◆ What you will do: Word for word, transcribe the data below from the line with "Please bear with" to the line with "- _User_ is", keeping both of those lines.

◆ Data provided:

PR #935, opened 2021-04-14
French locale: improve gender-neutral language

joachimesque:
This PR proposes improvements to gender-neutral language in French:

- Use neutral terms when possible
- Use the `·` type abbreviation (_point médian_) when neutral terms are unavailable

It also fixes a couple of bugs in the French translation.

Should I also generate the updated `django.mo` in the PR, or is it taken care at time of build? (Django noob here)


mouse-reeve:
Thank you! The _point médian_ is so interesting to me. Tagging @arkhi because I speak zero french and I figure it would be helpful for you both to be on the same page 🙂

arkhi:
Salut @joachimesque. Our roads cross again, old rascal! :)

Thanks for the ping @mouse-reeve!

The _point médian_ is indeed an interesting concept if we tag each occurrence with `aria-label` so that screen readers can actually read them properly.

I am not a good reader and find this punctuation unbearable as it really distracts me from the message, so I would be happy not to see any. That’s why I used _abonnement_ which is gender neutral, along with other terms. The strings I used were also based on the ones from Mastodon, in part for consistency and because, as far as I know, the community there is quite sensitive to the question of gender neutrality too.

So a big :-1: from me about the _point médian_ because it hurts me directly and it most likely hurts screen readers, but people’s mileage may vary and I would be happy to be proven wrong.

About the other changes, I’ll come back later but knowing @joachimesque, I’m sure we’ll find the best outcomes; I’m quite happy someone took the time to proof‑read what I did. :)

joachimesque:
Thanks for your answer!

To be honest, I only started the PR because of the very confusing sentence _« 6 abonnements, 5 abonnements »_ for "6 followers, 5 following" on the profile page, and it sort of evolved into these changes :)

The _point médian_ is a bad solution, I agree, but IMO it's the best solution [in a handful of bad ones](http://romy.tetue.net/feminiser-au-point-median). I won't insist in getting rid of paretheses if you think they are more legible, even though they are seen as devaluing the feminine. I think parentheses are more legible to us because we've seen them around for a long time, and I see no reason why we couldn't get used to the _point médian_ (only works if we give them a chance).

So as I said I can revert the `·` to `()`. As for the screen readers, I just learned that the _point médian_ [is better to be avoided](https://www.lalutineduweb.fr/ecriture-inclusive-accessibilite-numerique-jetdv2020/), though I don't know if the parentheses fare better—but I have to try (I can only test with VoiceOver though). That's why I think the best course of action first is to see which epicene words can be used in place of gendered ones. 

Mastodon uses _« 6 abonnements, 5 abonné·e·s »_ for "followers", and I don't think it's the right solution (I won't get into why `é·e·s` is worse than both `é·es` and `é(e)s`). Pleroma uses _« 6 suivis, 5 vous suivent »_ which is not good either, as the problem is now on _suivis_ instead of _abonnés_.

A longer way would be to use _« 6 comptes suivis, 5 comptes abonnés »_ but I'll be the first to say it's cumbersome, plus it's depersonalizing—you follow a person, not an account. And using _« 6 personnes suivies, 5 personnes abonnées »_ is more cumbersome.

An out-of-the-box proposal : _« ${name} suit 6 personnes, 5 suivent ${name} »_. More verbose than we're used to on social networks, but… well… it's for readers… so we should not be afraid of sentences, should we? 😅 

What do you think?

Naturally, the question that can be asked is _is this really necessary to display someone's following_? But let's say it's out of scope for this PR 😄 

---

@mouse-reeve: most of the material on French inclusive language is in French, sadly, but I found these two articles in English about the whole debate.

- https://languagelog.ldc.upenn.edu/nll/?p=34912
- https://www.theatlantic.com/international/archive/2017/11/inclusive-writing-france-feminism/545048/

Of course it's very politicized on both sides. French people love institutions, and the _Académie Française_ is the one that's in charge of the language. It's actually responsible for erasing some job names in the feminine form in the 17th century (mainly labor of the mind vs labor of the body: _autrice_ wasn't included in their encyclopedia but _actrice_ was—a woman couldn't be a writer, but could be an actress). The _académie_ is quite against any change to the language, especially changes made to make other genders included. Interestingly there's been 723 men and 10 women inducted in the academy in its history, which might explain _some_ things. The rule about job names was overturned a couple of years ago. The _point médian_ abbreviation technique has been described as "a mortal peril to the French language", so I guess we'll wait a couple of centuries more to see any rule accepted? I hope not to wait that long.

arkhi:
Please bear with me, I’ll focus on the discussion (so much to say…) more than your actual proposals in this comment. I’ll come back for more tomorrow; I’m cutting Internet at 22:00. :)

> To be honest, I only started the PR because of the very confusing sentence « 6 abonnements, 5 abonnements » for "6 followers, 5 following" on the profile page, and it sort of evolved into these changes :)

That’s precisely why I’m happy you’re submitting this PR. :) I’m sure I missed a lot considering the volume to translate. Thank you also for fixing some typos!

> it's depersonalizing—you follow a person, not an account.

I disagree. One follows an account, not a person. A person is a human whereas an account is the representation of a person in a certain context. As an example, defining an account as a person leads to Facebook using _Friends_ to make it harder to leave their platform. More on that right after. :)

---

I had started to make a list of some terms I intended to use for translating:

- _Reading Goal_ is most often translated by _défi lecture_.
- _Remove_ can be _Retirer_ or _Supprimer_. _Retirer_ means the object does not disappear from the database but does not belong to its parent anymore. _Supprimer_ means the object is being delete from the database (now or scheduled for deletion).
- _User_ is most often translated by _Compte_, closer to _Account_ and with a defined gender. This allows to not deal with human genders while keeping a maybe more accurate meaning. The human terminogy _Utilisateur ou Utilisatrice_, _lecteur or lectrice_ is used when specifically targetting a physical person.

I don’t know if this kind of thing could go into a section of the documentation; @mouse-reeve? Do you have an opinion on that, should we start implementing [Software-localization tools](https://en.wikipedia.org/wiki/Category:Software-localization_tools), or…?

---

For the sake of the discussion because I think it’s good to discuss it, and to express my own sensibilities on the topic:

If we’re talking about getting used to changes in the language, then I’d be really happy to demote the default form from being designated as _male_ to being _neutral_. That would have the advantage of simplifying the language instead of complexifying it. Language is a code and the more complexity you have, the more bugs come along. Now… We’re in 2021 and there is still people claiming _Étudiante_ should be written _Etudiante_, so there is a lot of work ahead either way.

This is definitely a complex issue and when Romy writes “Il ne freine pas la lecture.”, this is very opinionated (and somehow inconsiderate). This also renders her whole argument moot to me because I can totally feel the opposite, not because I’m strictly against and I didn’t try, but simply because I’m a slow reader and breaking words makes reading any text even more straining and non‑accessible (to me). I might also have some non diagnosed reading disorder, I don’t know; I decipher the words I’m reading and usually bug on those words. :)

I don’t like parenthesis for the same reason, but it’s already used and understood. I find it strange that `⋅` is fine when parenthesis are not as both are about singling the feminine form out anyway. I do understand the reasoning behind _mettre entre parenthèses_ and the fact `⋅` is somehow agnostic for now, but it feels more like an _afterthought argument_ instead of a practical one; I’d personally rather write a feminine form to describe a group (and maybe use one or the other interchangeably) than use either punctuations (`(…)` or `⋅…⋅`), but that again would depend on a global consensus on the evolution of our language.

Another issue I’m wondering about is: why write the masculine form first? _utilisateur⋅rice_ or _utilisatrice⋅eur_ ? I don’t see one of them being harder to pronounce than the other, so how do we decide? Should we? There is an endless questionning about how to proceed. :) If the goal is to push forward a group that is considered oppressed by a patriarchal society, I would find it more fair to put the feminine first. “Ladies first”, after all… but that would then be yet another very patriarchal bias.

So back to the first paragraph, I would prefer to call for people to define the simplest form _neutral_ or _multi‑gender_ so that it actually encompasses everyone, including non‑binary people or future unknown gender identifications.

But that just me. :)

---

For our current Pull Request, I would be happy to find terms where we do not not have to use parenthesis or median points while still giving a chance to everyone to feel at home.

I’m gonna have a closer look at the actual change in the Pull Request and hope we can both find something that satisfies everyone. :notes: _Dream o…n!_

mouse-reeve:
thank you both for this conversation (and for the articles, @joachimesque) - I love language politics!

> I had started to make a list of some terms I intended to use for translating:
> 
> * _Reading Goal_ is most often translated by _défi lecture_.
> * _Remove_ can be _Retirer_ or _Supprimer_. _Retirer_ means the object does not disappear from the database but does not belong to its parent anymore. _Supprimer_ means the object is being delete from the database (now or scheduled for deletion).
> * _User_ is most often translated by _Compte_, closer to _Account_ and with a defined gender. This allows to not deal with human genders while keeping a maybe more accurate meaning. The human terminogy _Utilisateur ou Utilisatrice_, _lecteur or lectrice_ is used when specifically targetting a physical person.
> 
> I don’t know if this kind of thing could go into a section of the documentation; @mouse-reeve? Do you have an opinion on that, should we start implementing [Software-localization tools](https://en.wikipedia.org/wiki/Category:Software-localization_tools), or…?

I'm not sure what you mean specifically about implementing software-localizations tools - Gettext is what is currently in use. I definitely support adding things to the documentation, though!

When "remove" is used, it's in the sense of "does not belong to its parent anymore" not in the sense of "deleted from the database". 

The principals I'm using when I think about languages choices are:
1. The wording should be as gender neutral and inclusive of non-binary people as possible,
2. It should be clear and easy to understand,
3. Avoid making unnecessary assumptions on behalf of the user (for example, as you mentioned @arkhi, Facebook using the language of "friends")

I think the distinction between "person" and "account" is a lot less presumptuous than between "friend" and "account", so I could go either way on that if one more clearly communicates what the behavior is. 

So if there's a gender neutral way of saying things that is accessible and isn't so out of standard usage that it would confuse people, I prefer that. Introducing an entire new neutral grammatical gender and inventing declensions for it, for example, would probably be a step too far 😉.

But obviously with French, it's not as easy as me picking "they" over "he/she" in English, or this would be a much simpler but less interesting conversation.

---

> Naturally, the question that can be asked is _is this really necessary to display someone's following_? But let's say it's out of scope for this PR 😄

I'd be happy to have a deeper conversation on this in a separate issue! My short answer is, I find it handy to know how socially connected to someone I am when evaluating how comfortable I feel with strangers.

arkhi:
> I'm not sure what you mean specifically about implementing software-localizations tools - Gettext is what is currently in use. I definitely support adding things to the documentation, though!

I mean an online tool to specifically collaborate on localising a software, like Transifex, for example.

> When "remove" is used, it's in the sense of "does not belong to its parent any more" not in the sense of "deleted from the database".

Yep. Actually _Remove_ should be _Retirer_ and _Delete_ should be _Supprimer_.

> So if there's a gender neutral way of saying things that is accessible and isn't so out of standard usage that it would confuse people, I prefer that. Introducing an entire new neutral grammatical gender and inventing declensions for it, for example, would probably be a step too far wink.

Aaaah… You’re breaking my heart! :) I was going to propose some work to come up with proper neologisms based on greek roots. This is mentioned in @juliemoynat’s [excellent article](https://www.lalutineduweb.fr/ecriture-inclusive-accessibilite-numerique-jetdv2020/) (in French) @joachimesque linked, and I can see the benefit of creating new words or grammar constructions over “demoting” from male to neutral since those words would always keep a male scent for generations anyway.

arkhi:
> Mastodon uses « 6 abonnements, 5 abonné·e·s » for "followers" […]. Pleroma uses « 6 suivis, 5 vous suivent » […].
> 
> A longer way would be to use « 6 comptes suivis, 5 comptes abonnés » but I'll be the first to say it's cumbersome, plus it's depersonalizing—you follow a person, not an account. And using « 6 personnes suivies, 5 personnes abonnées » is more cumbersome.
> 
> An out-of-the-box proposal : « ${name} suit 6 personnes, 5 suivent ${name} ». More verbose than we're used to on social networks, but… well… it's for readers… so we should not be afraid of sentences, should we? sweat_smile

:)

I was thinking we could actually use something  more graphical in nature, with a more verbose label. I like the idea of finding [specific words for each interaction](https://mastodon.cgx.me/@cgx/106073881035075471) too (although maybe not those ones :) ).

```django
<span aria-label="
    {% blocktranslate with name=name %}
        {name} suit 6 personnes, 5 suivent {name}
    {% blocktranslate %}
}">
    6 ≺ {{ username }} ≺ 5
</span>
```

`≺` means _precedes_ (and might be OK, it was for pure mathematical fun). :)

The previous code would also need some tweak for `rtl` writing directions.

> I disagree. One follows an account, not a person.

Interestingly enough, I marked usernames as https://schema.org/Person with microdata. :)

---

For _utilisateurs_ or _utilisatrices_, would _bibliophiles_ work? It’s an a‑gender aproximation of “bookworm” which, I think, expresses the addiction to books enough in the context of BookWyrm. The gender issue would still occur with adjectives and articles, but that’s an option… :)

With the previous example, that would give _${name} suit 6 bibliophiles. 5 suivent ${name}_.

juliemoynat:
Hi,

This code will not work:

```html
<span aria-label="
    {% blocktranslate with name=name %}
        {name} suit 6 personnes, 5 suivent {name}
    {% blocktranslate %}
}">
    6 ≺ {{ username }} ≺ 5
</span>
```

`aria-label` on a non-semantic tag is not working. By the way, if you use this trick for a button or a link (for example), it will not be accessible.
Actually, `aria-label` is totally replacing the visible text label so, for persons using speech recognition applications, they will not be able to tell "click on this link / button with that name" because they will tell the visible name but the visible name is replaced by an invisible one (in `aria-label`). [See WCAG "label in name" criterion](https://www.w3.org/WAI/WCAG21/Understanding/label-in-name.html)

**About the words in French…**
I do not recommend to invent a new word for "follower" in French because it exists but it has two forms: masculine and feminine. So, if you want to invent something, in my opinion, it should be a neutral ending.
As an example, in French, words with "aire" ending are gender neutral ("gestionnaire", "fonctionnaire"…). We should reproduced this functioning.

Alpheratz has thought about it. You can read about it on [Simonæ (French)](https://simonae.fr/articles/nommer-exister-alpheratz-troisieme-genre) and there are tables on [Alpheratz website (French)](https://www.alpheratz.fr/linguistique/genre-neutre/).
I particularly appreciate the "æ" ending for words ending by "é" / "ée". "Abonné" and "Abonnée" are read the same way in oral form. The form is changing only on writing. The "æ" ending ("abonnæ") is not changing pronunciation but it's removing the gender mark.

In the book "[Tirons la langue, plaidoyer contre le sexisme dans la langue française](https://www.librairiesindependantes.com/product/9782919160228/)", Davy Borde gives a table at the end of the book with some propositions such as :
- using the "ë" to end words with only a variation on writing: exploitéë, ravië, inconnuë
- "nouveaulle" for "nouveau" and "nouvelle"
- "agriculteurice" for "agriculteur" and "agricultrice"
- "actifive" for "actif" and "active"
- "chômeurze" for "chômeur" and "chômeuse"
- "copaine" for "copain" and "copine"
- "conquérande" for "conquérant" and "conquérante"
- "patiende" for "patient" and "patiente"
- etc.

I don't like all the propositions (I like those with "ande" and "ende" endings) but this is a beginning to think about gender neutral words. 

I hope this can help your thinking.

arkhi:
Thanks a lot for your feedback, @juliemoynat.

> `aria-label` on a non-semantic tag is not working. By the way, if you use this trick for a button or a link (for example), it will not be accessible.

I didn’t know about that and could not find anything on the topic but the [specs that say](https://www.w3.org/TR/wai-aria/#aria-label) “Used in Roles: All elements of the base markup”. I understand “base markup” as being any tag but you most likely have resources or experience on the topic. If you can share any of them, I’d be happy to learn more on the topic.

> […] they will not be able to tell "click on this link / button with that name" because they will tell the visible name but the visible name is replaced by […] `aria-label`.

Good Lord; thank you! “With great power, etc.”

arkhi:
> As an example, in French, words with "aire" ending are gender neutral ("gestionnaire", "fonctionnaire"…). We should reproduced this functioning.

We could reproduce this functioning indeed. I like _abonnaire_, if only because it would be close to _débonnaire_. :)

Any attempt to create new orthographs would still create a neologism though.

> I particularly appreciate the "æ" ending for words ending by "é" / "ée".

I do love this _ending_ particle as well, plus it reminds me of the spanish `@` used for _tod@s_ to address whatever gender.

> Davy Borde gives a table at the end of the book with some propositions

I share your dislike and that’s why I strongly prefer what you’re mentioning in your article, about using or creating new or unused words (like _adelphe_ for “siblings”) instead of creating “Frankenstein monsters”.

I would love the use of `æ` which seems to be the less invasive change to me and somehow in line with changes in other languages. @joachimesque and @mouse-reeve: Do you have preferences or dislikes? Shall we experiment on this or other proposals?

juliemoynat:
I'm sorry, I've just tested the "æ" ending and it's unfortunately not read by the NVDA screen reader. So… it's not usable for now. So bad.

---

`aria-label` is used to give an accessible name to elements. A non-semantic HTML element doesn't have an accessible name because it doesn't have a role. The specification tells it can be used even if there is no role but… the compatibility with screen readers is not really there (it doesn't work either on `p` elements whereas its role is "paragraph"). Each time you use ARIA, you will need to test your code with the most used screen readers (NVDA, JAWS, VoiceOver (desktop and mobile), Talkback) to be sure it's actually working.

`aria-label` works better on interactive elements but it's a dangerous attribute because it replaces the visible label.

I think you would like to also know that [`aria-label` does not translate](https://adrianroselli.com/2019/11/aria-label-does-not-translate.html) (for automatic browser translation).

arkhi:
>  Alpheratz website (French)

◆ Result below:
Please bear with me, I’ll focus on the discussion (so much to say…) more than your actual proposals in this comment. I’ll come back for more tomorrow; I’m cutting Internet at 22:00. :)

> To be honest, I only started the PR because of the very confusing sentence « 6 abonnements, 5 abonnements » for "6 followers, 5 following" on the profile page, and it sort of evolved into these changes :)

That’s precisely why I’m happy you’re submitting this PR. :) I’m sure I missed a lot considering the volume to translate. Thank you also for fixing some typos!

> it's depersonalizing—you follow a person, not an account.

I disagree. One follows an account, not a person. A person is a human whereas an account is the representation of a person in a certain context. As an example, defining an account as a person leads to Facebook using _Friends_ to make it harder to leave their platform. More on that right after. :)

---

I had started to make a list of some terms I intended to use for translating:

- _Reading Goal_ is most often translated by _défi lecture_.
- _Remove_ can be _Retirer_ or _Supprimer_. _Retirer_ means the object does not disappear from the database but does not belong to its parent anymore. _Supprimer_ means the object is being delete from the database (now or scheduled for deletion).
- _User_ is most often translated by _Compte_, closer to _Account_ and with a defined gender. This allows to not deal with human genders while keeping a maybe more accurate meaning. The human terminogy _Utilisateur ou Utilisatrice_, _lecteur or lectrice_ is used when specifically targetting a physical person.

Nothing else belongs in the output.